▶ [About this task]:
Give the number of lines in the data below that contain "temporary", and only that number.

[Given records Boundary: Start]

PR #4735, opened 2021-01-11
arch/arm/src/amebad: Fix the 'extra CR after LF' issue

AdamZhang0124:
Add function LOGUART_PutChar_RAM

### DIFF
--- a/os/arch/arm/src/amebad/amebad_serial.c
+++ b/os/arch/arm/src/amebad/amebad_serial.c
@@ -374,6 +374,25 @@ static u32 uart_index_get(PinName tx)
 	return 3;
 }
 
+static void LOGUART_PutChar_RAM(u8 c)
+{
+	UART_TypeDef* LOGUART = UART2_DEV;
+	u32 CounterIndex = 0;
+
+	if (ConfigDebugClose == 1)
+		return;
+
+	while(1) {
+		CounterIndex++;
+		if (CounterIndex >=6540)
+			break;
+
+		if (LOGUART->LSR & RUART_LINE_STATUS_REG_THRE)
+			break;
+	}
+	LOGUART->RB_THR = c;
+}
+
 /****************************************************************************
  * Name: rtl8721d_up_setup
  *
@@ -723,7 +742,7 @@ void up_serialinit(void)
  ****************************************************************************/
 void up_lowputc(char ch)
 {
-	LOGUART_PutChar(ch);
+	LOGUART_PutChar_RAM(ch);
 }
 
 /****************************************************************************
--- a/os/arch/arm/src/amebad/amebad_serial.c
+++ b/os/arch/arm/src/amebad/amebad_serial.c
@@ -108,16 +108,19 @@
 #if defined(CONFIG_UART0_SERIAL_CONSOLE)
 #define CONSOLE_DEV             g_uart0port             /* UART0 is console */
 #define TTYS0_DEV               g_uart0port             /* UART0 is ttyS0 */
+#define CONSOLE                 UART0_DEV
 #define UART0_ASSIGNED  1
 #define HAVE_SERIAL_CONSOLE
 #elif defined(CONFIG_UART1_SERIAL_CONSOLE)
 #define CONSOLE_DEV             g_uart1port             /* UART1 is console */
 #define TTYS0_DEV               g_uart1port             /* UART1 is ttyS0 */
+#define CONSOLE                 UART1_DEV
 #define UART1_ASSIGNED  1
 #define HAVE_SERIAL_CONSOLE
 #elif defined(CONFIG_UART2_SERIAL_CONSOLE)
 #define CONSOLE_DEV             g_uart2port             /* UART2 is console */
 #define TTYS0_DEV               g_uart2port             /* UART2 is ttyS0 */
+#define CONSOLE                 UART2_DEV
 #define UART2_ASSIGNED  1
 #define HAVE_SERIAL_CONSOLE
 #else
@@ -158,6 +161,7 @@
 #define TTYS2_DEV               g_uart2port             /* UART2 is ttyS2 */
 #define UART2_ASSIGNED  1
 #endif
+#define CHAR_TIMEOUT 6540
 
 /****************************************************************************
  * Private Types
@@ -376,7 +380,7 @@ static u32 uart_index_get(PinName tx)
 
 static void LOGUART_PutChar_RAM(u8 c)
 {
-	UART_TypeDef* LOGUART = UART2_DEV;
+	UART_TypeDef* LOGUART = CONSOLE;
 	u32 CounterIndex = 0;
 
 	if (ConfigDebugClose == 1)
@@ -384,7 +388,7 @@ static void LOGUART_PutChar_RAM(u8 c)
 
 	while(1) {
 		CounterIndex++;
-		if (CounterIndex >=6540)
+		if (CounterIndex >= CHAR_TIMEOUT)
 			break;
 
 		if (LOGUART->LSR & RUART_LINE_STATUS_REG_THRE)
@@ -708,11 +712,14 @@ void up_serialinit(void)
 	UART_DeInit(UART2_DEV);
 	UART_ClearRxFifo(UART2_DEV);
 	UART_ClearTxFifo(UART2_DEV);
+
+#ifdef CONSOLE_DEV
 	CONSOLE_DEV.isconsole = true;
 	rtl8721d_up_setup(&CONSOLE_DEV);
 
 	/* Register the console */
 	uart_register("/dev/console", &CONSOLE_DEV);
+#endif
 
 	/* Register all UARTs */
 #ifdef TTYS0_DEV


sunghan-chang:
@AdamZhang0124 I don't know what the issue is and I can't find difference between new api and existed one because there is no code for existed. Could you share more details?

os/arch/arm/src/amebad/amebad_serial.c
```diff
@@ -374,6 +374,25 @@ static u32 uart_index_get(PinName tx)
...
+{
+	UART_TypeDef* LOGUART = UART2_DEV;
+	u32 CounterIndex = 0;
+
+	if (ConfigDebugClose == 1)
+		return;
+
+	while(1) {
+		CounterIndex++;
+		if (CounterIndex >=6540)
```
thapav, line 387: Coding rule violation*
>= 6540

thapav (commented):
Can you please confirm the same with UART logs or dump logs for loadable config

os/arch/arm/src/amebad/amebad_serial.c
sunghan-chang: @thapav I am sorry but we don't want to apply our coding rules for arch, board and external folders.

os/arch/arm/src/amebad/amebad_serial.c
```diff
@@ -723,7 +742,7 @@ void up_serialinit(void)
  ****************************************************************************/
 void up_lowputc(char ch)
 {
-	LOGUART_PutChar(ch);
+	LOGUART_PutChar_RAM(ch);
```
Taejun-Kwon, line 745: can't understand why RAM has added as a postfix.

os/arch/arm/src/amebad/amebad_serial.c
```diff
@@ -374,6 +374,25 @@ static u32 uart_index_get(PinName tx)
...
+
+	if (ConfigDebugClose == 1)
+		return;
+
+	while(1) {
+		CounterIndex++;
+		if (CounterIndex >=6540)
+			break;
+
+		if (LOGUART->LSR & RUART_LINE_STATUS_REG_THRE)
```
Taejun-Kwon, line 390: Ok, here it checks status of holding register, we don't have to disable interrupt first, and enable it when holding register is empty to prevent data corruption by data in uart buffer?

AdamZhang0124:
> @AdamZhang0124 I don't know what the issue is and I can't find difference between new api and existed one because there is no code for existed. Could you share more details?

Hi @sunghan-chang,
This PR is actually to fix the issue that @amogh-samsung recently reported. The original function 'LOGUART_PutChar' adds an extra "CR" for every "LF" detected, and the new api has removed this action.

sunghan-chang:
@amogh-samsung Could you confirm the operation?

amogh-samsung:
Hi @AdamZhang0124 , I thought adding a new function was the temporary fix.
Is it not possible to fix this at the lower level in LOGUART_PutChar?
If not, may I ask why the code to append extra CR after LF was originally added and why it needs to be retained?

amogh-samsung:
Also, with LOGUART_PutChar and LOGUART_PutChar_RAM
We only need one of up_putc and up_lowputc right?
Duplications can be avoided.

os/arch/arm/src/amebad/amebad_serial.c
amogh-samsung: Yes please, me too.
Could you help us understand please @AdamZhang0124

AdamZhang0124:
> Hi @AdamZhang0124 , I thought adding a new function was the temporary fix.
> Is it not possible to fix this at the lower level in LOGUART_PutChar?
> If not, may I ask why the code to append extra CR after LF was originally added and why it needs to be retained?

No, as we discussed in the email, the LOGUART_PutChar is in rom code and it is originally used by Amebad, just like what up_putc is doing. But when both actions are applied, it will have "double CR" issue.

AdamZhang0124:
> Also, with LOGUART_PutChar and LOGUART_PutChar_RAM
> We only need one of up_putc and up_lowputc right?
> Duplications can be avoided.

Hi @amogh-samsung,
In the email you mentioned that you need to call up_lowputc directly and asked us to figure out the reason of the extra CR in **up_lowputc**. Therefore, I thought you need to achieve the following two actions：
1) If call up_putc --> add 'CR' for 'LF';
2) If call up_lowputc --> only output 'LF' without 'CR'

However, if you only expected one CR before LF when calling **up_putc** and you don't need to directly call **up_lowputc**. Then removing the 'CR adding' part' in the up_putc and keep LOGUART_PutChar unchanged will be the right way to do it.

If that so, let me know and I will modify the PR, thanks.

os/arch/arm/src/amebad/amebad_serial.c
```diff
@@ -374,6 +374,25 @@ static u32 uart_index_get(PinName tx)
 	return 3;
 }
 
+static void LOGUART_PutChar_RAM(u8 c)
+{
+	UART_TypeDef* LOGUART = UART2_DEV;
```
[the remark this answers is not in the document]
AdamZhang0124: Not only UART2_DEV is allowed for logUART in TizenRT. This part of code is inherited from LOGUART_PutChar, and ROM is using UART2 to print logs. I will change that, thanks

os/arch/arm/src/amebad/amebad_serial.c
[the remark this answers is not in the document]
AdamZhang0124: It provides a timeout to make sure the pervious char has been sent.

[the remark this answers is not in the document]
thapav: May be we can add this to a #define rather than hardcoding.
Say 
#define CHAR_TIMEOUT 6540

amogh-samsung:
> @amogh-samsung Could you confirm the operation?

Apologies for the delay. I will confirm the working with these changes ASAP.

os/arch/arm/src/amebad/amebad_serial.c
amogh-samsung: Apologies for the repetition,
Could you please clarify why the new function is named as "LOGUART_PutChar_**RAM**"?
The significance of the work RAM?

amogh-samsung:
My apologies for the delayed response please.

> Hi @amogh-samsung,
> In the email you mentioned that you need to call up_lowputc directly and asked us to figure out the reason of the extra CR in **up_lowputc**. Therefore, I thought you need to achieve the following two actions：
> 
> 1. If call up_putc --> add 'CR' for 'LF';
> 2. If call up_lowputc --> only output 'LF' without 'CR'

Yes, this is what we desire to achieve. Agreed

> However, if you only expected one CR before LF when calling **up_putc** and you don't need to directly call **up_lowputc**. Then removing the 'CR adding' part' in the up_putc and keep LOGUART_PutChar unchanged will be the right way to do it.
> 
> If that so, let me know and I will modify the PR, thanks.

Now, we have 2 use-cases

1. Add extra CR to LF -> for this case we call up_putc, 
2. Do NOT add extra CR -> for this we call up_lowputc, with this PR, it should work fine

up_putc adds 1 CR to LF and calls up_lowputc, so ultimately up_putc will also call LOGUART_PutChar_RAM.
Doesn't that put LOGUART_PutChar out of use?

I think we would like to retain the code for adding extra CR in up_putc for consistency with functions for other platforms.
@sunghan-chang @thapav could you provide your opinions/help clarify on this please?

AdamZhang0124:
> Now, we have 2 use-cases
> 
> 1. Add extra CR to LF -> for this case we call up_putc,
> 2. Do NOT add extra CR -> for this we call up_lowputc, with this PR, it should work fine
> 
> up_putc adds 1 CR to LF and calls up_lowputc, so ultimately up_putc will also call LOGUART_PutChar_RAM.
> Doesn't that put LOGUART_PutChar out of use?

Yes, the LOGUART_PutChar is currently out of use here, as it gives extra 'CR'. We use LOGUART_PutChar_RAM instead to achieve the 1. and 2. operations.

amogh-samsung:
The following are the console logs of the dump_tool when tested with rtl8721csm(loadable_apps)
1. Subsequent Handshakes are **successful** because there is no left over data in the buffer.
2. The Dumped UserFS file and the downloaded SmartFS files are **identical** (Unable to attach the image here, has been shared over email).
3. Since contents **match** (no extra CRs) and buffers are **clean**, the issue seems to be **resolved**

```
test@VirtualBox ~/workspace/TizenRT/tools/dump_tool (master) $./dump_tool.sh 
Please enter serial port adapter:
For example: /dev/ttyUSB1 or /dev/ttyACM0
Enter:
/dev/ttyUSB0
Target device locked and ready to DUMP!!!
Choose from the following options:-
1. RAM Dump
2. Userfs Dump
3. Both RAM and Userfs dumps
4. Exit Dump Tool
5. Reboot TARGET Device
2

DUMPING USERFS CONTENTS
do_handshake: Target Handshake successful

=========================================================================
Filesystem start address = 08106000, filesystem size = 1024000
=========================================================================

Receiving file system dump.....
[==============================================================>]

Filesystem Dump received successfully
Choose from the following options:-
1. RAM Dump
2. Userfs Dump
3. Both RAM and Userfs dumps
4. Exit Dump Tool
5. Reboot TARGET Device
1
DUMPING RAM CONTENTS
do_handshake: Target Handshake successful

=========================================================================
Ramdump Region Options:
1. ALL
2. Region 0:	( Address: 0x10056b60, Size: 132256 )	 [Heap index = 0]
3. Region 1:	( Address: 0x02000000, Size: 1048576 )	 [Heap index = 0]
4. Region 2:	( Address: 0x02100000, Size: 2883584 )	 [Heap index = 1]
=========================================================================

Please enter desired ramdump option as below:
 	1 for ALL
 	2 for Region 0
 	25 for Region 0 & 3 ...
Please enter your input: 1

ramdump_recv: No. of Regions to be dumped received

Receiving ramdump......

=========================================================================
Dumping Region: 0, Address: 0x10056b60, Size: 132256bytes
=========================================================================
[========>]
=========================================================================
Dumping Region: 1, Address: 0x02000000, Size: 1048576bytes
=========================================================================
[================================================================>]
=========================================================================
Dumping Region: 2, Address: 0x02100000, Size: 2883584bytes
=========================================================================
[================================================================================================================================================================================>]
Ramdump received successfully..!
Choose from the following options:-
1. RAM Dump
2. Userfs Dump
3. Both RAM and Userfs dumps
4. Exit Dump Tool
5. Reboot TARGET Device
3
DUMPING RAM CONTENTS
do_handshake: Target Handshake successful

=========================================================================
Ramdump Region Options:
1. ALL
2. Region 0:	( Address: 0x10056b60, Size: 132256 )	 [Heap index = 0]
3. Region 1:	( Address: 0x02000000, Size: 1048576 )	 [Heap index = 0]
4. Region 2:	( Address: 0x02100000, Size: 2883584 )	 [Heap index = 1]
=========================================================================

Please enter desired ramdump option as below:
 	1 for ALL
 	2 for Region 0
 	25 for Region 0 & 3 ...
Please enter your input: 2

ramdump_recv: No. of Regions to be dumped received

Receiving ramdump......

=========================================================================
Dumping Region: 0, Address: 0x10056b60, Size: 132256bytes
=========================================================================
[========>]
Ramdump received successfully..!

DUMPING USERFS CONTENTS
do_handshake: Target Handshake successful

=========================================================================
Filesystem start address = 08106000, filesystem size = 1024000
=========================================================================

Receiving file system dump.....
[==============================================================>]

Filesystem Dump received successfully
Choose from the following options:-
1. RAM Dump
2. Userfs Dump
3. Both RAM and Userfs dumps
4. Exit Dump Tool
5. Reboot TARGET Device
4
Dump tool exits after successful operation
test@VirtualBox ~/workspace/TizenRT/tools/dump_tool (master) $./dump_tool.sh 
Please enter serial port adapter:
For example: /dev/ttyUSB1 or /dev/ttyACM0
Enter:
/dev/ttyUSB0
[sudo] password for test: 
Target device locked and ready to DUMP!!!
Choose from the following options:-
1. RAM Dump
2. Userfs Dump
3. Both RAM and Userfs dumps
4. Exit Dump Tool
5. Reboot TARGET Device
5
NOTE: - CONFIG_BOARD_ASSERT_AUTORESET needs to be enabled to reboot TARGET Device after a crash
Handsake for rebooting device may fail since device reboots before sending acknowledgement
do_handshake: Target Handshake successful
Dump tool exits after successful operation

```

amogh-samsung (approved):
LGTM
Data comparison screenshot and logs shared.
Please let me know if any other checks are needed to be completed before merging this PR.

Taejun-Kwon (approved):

[Given records Boundary: End]

▶ [Answer box]:
2